Issue #2200, opened 2024-05-16
Make `current_corpus_idx` infallible?


langston-barrett:
Currently, [`current_corpus_idx`](https://github.com/AFLplusplus/LibAFL/blob/0777873aaef62e309075cb4b64ef04e0b0124afe/libafl/src/corpus/mod.rs#L186) returns an `Option`. However, most places where `current_(testcase|corpus_idx)` are called don't meaningfully handle it returning `None`, instead just propagating the error. In most fuzzers, we'd actually expect the `None`-handling branch to be dead code. I wonder if there's a way to *actually* make this method infallible. Hopefully this could even result in some performance gains by eliminating these branches? The revised trait would look like this:
```rust
/// Trait for types which track the current corpus index
pub trait HasCurrentCorpusIdx {
    /// Set the current corpus index; we have started processing this corpus entry
    fn set_corpus_idx(&mut self, idx: CorpusId) -> Result<(), Error>;

    /// Fetch the current corpus index
    fn current_corpus_idx(&self) -> Result<CorpusId, Error>;
}
```
The difficulty is that the `State` would have to choose an initial index *at the time it is constructed* (probably using a `Scheduler`). Right now, we generally construct `State`s before loading/generating the initial corpus. Perhaps there's some kind of type-state pattern, like there could be an `InitialStdState` that doesn't implement `HasCurrentCorpusIdx`, but has methods to load/generate the initial corpus *and* pick an initial index, and they all return `StdState` (which *would* implement the infallible version of `HasCurrentCorpusIdx`).

Just an idea :shrug: Feel free to close if not helpful!

tokatoka:
sounds like a good idea to me

tokatoka:
if you plan to do this I would suggest to move this InitialStdState to a differnet file. such as `state/init.rs` or `state/loader.rs`

domenukk:
I guess a state without corpus id would be the same state we can use for generation base fuzzing, right?

More lightweight, we could just set CorpusId(0) in the beginning, it's a sane default..

PR #2304, opened 2024-06-11
Separate state `trait`/`impl` for generative fuzzers

langston-barrett:
Generative fuzzers do not need a corpus. To this end, this commit splits out `GenState` (trait) and `StdGenState` (struct) from `State` (trait) and `StdState` (struct). The idea is that we will support some notion of a generative fuzzer (perhaps `GenFuzzer`) that will not rely on having a "current corpus ID". Down the line, we may also want to move input loading/generation/scheduling into a method on `GenState` that returns a `State`, see #2200.

This is progress towards #2161.

### DIFF
--- a/libafl/src/feedbacks/mod.rs
+++ b/libafl/src/feedbacks/mod.rs
@@ -34,7 +34,7 @@ use crate::{
     events::EventFirer,
     executors::ExitKind,
     observers::{ObserversTuple, TimeObserver},
-    state::State,
+    state::GenState,
     Error,
 };
 #[cfg(feature = "std")]
@@ -59,7 +59,7 @@ pub mod transferred;
 /// indicating the "interestingness" of the last run.
 pub trait Feedback<S>: Named
 where
-    S: State,
+    S: GenState,
 {
     /// Initializes the feedback state.
     /// This method is called after that the `State` is created.
@@ -170,7 +170,7 @@ where
     A: Feedback<S>,
     B: Feedback<S>,
     FL: FeedbackLogic<A, B, S>,
-    S: State,
+    S: GenState,
 {
     /// First [`Feedback`]
     pub first: A,
@@ -185,7 +185,7 @@ where
     A: Feedback<S>,
     B: Feedback<S>,
     FL: FeedbackLogic<A, B, S>,
-    S: State,
+    S: GenState,
 {
     fn name(&self) -> &Cow<'static, str> {
         &self.name
@@ -197,7 +197,7 @@ where
     A: Feedback<S>,
     B: Feedback<S>,
     FL: FeedbackLogic<A, B, S>,
-    S: State,
+    S: GenState,
 {
     /// Create a new combined feedback
     pub fn new(first: A, second: B) -> Self {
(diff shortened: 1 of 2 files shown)


langston-barrett:
cc @tokatoka and @domenukk, who participated in some discussion on this topic.

domenukk:
I think we should leave State as State and rename your current state to something else, or even just manually spell out the trait bounds where they are needed

domenukk:
Just mainly because GenState looks pretty ugly 😂
Maybe rename your current state to MutatingState or something?

domenukk:
Also I don't think we should have one StdState and one StdGenState, let's just do a StdState and a GenerativeState(?)

domenukk:
Or otherwise use StdState and don't set the current corpus id? Probably something we discussed earlier already, but now if you divide the traits it should work(?)

langston-barrett:
I'm not 100% sure I understand your suggestions, let me try to paraphrase:

> I think we should leave State as State and rename your current state to something else, or even just manually spell out the trait bounds where they are needed

So, in terms of this PR, this would be: rename `GenState` to `State`, just remove what's currently called `State` and add `HasCurrentCorpusId` manually where needed?

> Maybe rename your current state to MutatingState or something?

Again in terms of the code in this PR, the suggestion is: rename `{Std,}State` to `{Std,}MutatingState` and `Gen{Std,}State` to `State`?

> Or otherwise use StdState and don't set the current corpus id? Probably something we discussed earlier already, but now if you divide the traits it should work(?)

So this would be: Keep both traits, but leave `StdState` as it was before these changes, change use-sites to use `GenState` where possible, don't set the corpus ID of `StdState` when doing generative fuzzing?

domenukk:
Yes to 1 and 3, for 2, I would say `Std` is always the default/standard thing to use, so we shouldn't have two Std states imho. Instead, let's have one StdState and one GenerativeState (unless suggestion 3 works)

domenukk:
So ideally we have one State trait that doesn't have a current corpus ID, and one StdState that can be used for both. Otherwise, have one StdState and one GenerativeState

domenukk:
@langston-barrett what's the status on this? Should I help out/rename the things?

domenukk:
@addisoncrump we should consider this use case for our big generics cleanup

tokatoka:
there won't be `State` or `GenState` after the rework

domenukk:
Given that the rework is still gonna take some time, why not merge this in the meantime? Otherwise we should close this PR IMHO

tokatoka:
Merging StdGenState is ok. Adding `GenState` is no. i'll have to delete it in the future.

domenukk:
The GenState struct without a generative state trait makes no sense, right?

tokatoka:
as i said, there's no such trait as `State` or `GenState` in the future. it shouldn't exist
and for the code you are swapping `State` with `GenState`, but with the current code of LibAFL we simply don't have any contraints on `Feedbacks` anymore so you have no place to use it

domenukk:
Why? I think we can still have a State trait that sais "If you want a state, implement the following...", right?

tokatoka:
because there should not be any downstream struct in libafl that uses `State` trait.
One should use HasImported/HasCorpus/... etc. not `State`.

domenukk:
Sure but it might still be useful for people to have one `State` trait that's the superset of everything they'll have to implement to have a working state

tokatoka:
idk to me the existence of `State` is purely wrong
@addisoncrump  opinion?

- - - - - - -

- _The problem_
From the first line to the last, write out the listing exactly.

- _Answer to this task_
Issue #2200, opened 2024-05-16
Make `current_corpus_idx` infallible?


langston-barrett:
Currently, [`current_corpus_idx`](https://github.com/AFLplusplus/LibAFL/blob/0777873aaef62e309075cb4b64ef04e0b0124afe/libafl/src/corpus/mod.rs#L186) returns an `Option`. However, most places where `current_(testcase|corpus_idx)` are called don't meaningfully handle it returning `None`, instead just propagating the error. In most fuzzers, we'd actually expect the `None`-handling branch to be dead code. I wonder if there's a way to *actually* make this method infallible. Hopefully this could even result in some performance gains by eliminating these branches? The revised trait would look like this:
```rust
/// Trait for types which track the current corpus index
pub trait HasCurrentCorpusIdx {
    /// Set the current corpus index; we have started processing this corpus entry
    fn set_corpus_idx(&mut self, idx: CorpusId) -> Result<(), Error>;

    /// Fetch the current corpus index
    fn current_corpus_idx(&self) -> Result<CorpusId, Error>;
}
```
The difficulty is that the `State` would have to choose an initial index *at the time it is constructed* (probably using a `Scheduler`). Right now, we generally construct `State`s before loading/generating the initial corpus. Perhaps there's some kind of type-state pattern, like there could be an `InitialStdState` that doesn't implement `HasCurrentCorpusIdx`, but has methods to load/generate the initial corpus *and* pick an initial index, and they all return `StdState` (which *would* implement the infallible version of `HasCurrentCorpusIdx`).

Just an idea :shrug: Feel free to close if not helpful!

tokatoka:
sounds like a good idea to me

tokatoka:
if you plan to do this I would suggest to move this InitialStdState to a differnet file. such as `state/init.rs` or `state/loader.rs`

domenukk:
I guess a state without corpus id would be the same state we can use for generation base fuzzing, right?

More lightweight, we could just set CorpusId(0) in the beginning, it's a sane default..

PR #2304, opened 2024-06-11
Separate state `trait`/`impl` for generative fuzzers

langston-barrett:
Generative fuzzers do not need a corpus. To this end, this commit splits out `GenState` (trait) and `StdGenState` (struct) from `State` (trait) and `StdState` (struct). The idea is that we will support some notion of a generative fuzzer (perhaps `GenFuzzer`) that will not rely on having a "current corpus ID". Down the line, we may also want to move input loading/generation/scheduling into a method on `GenState` that returns a `State`, see #2200.

This is progress towards #2161.

### DIFF
--- a/libafl/src/feedbacks/mod.rs
+++ b/libafl/src/feedbacks/mod.rs
@@ -34,7 +34,7 @@ use crate::{
     events::EventFirer,
     executors::ExitKind,
     observers::{ObserversTuple, TimeObserver},
-    state::State,
+    state::GenState,
     Error,
 };
 #[cfg(feature = "std")]
@@ -59,7 +59,7 @@ pub mod transferred;
 /// indicating the "interestingness" of the last run.
 pub trait Feedback<S>: Named
 where
-    S: State,
+    S: GenState,
 {
     /// Initializes the feedback state.
     /// This method is called after that the `State` is created.
@@ -170,7 +170,7 @@ where
     A: Feedback<S>,
     B: Feedback<S>,
     FL: FeedbackLogic<A, B, S>,
-    S: State,
+    S: GenState,
 {
     /// First [`Feedback`]
     pub first: A,
@@ -185,7 +185,7 @@ where
     A: Feedback<S>,
     B: Feedback<S>,
     FL: FeedbackLogic<A, B, S>,
-    S: State,
+    S: GenState,
 {
     fn name(&self) -> &Cow<'static, str> {
         &self.name
@@ -197,7 +197,7 @@ where
     A: Feedback<S>,
     B: Feedback<S>,
     FL: FeedbackLogic<A, B, S>,
-    S: State,
+    S: GenState,
 {
     /// Create a new combined feedback
     pub fn new(first: A, second: B) -> Self {
(diff shortened: 1 of 2 files shown)


langston-barrett:
cc @tokatoka and @domenukk, who participated in some discussion on this topic.

domenukk:
I think we should leave State as State and rename your current state to something else, or even just manually spell out the trait bounds where they are needed

domenukk:
Just mainly because GenState looks pretty ugly 😂
Maybe rename your current state to MutatingState or something?

domenukk:
Also I don't think we should have one StdState and one StdGenState, let's just do a StdState and a GenerativeState(?)

domenukk:
Or otherwise use StdState and don't set the current corpus id? Probably something we discussed earlier already, but now if you divide the traits it should work(?)

langston-barrett:
I'm not 100% sure I understand your suggestions, let me try to paraphrase:

> I think we should leave State as State and rename your current state to something else, or even just manually spell out the trait bounds where they are needed

So, in terms of this PR, this would be: rename `GenState` to `State`, just remove what's currently called `State` and add `HasCurrentCorpusId` manually where needed?

> Maybe rename your current state to MutatingState or something?

Again in terms of the code in this PR, the suggestion is: rename `{Std,}State` to `{Std,}MutatingState` and `Gen{Std,}State` to `State`?

> Or otherwise use StdState and don't set the current corpus id? Probably something we discussed earlier already, but now if you divide the traits it should work(?)

So this would be: Keep both traits, but leave `StdState` as it was before these changes, change use-sites to use `GenState` where possible, don't set the corpus ID of `StdState` when doing generative fuzzing?

domenukk:
Yes to 1 and 3, for 2, I would say `Std` is always the default/standard thing to use, so we shouldn't have two Std states imho. Instead, let's have one StdState and one GenerativeState (unless suggestion 3 works)

domenukk:
So ideally we have one State trait that doesn't have a current corpus ID, and one StdState that can be used for both. Otherwise, have one StdState and one GenerativeState

domenukk:
@langston-barrett what's the status on this? Should I help out/rename the things?

domenukk:
@addisoncrump we should consider this use case for our big generics cleanup

tokatoka:
there won't be `State` or `GenState` after the rework

domenukk:
Given that the rework is still gonna take some time, why not merge this in the meantime? Otherwise we should close this PR IMHO

tokatoka:
Merging StdGenState is ok. Adding `GenState` is no. i'll have to delete it in the future.

domenukk:
The GenState struct without a generative state trait makes no sense, right?

tokatoka:
as i said, there's no such trait as `State` or `GenState` in the future. it shouldn't exist
and for the code you are swapping `State` with `GenState`, but with the current code of LibAFL we simply don't have any contraints on `Feedbacks` anymore so you have no place to use it

domenukk:
Why? I think we can still have a State trait that sais "If you want a state, implement the following...", right?

tokatoka:
because there should not be any downstream struct in libafl that uses `State` trait.
One should use HasImported/HasCorpus/... etc. not `State`.

domenukk:
Sure but it might still be useful for people to have one `State` trait that's the superset of everything they'll have to implement to have a working state

tokatoka:
idk to me the existence of `State` is purely wrong
@addisoncrump  opinion?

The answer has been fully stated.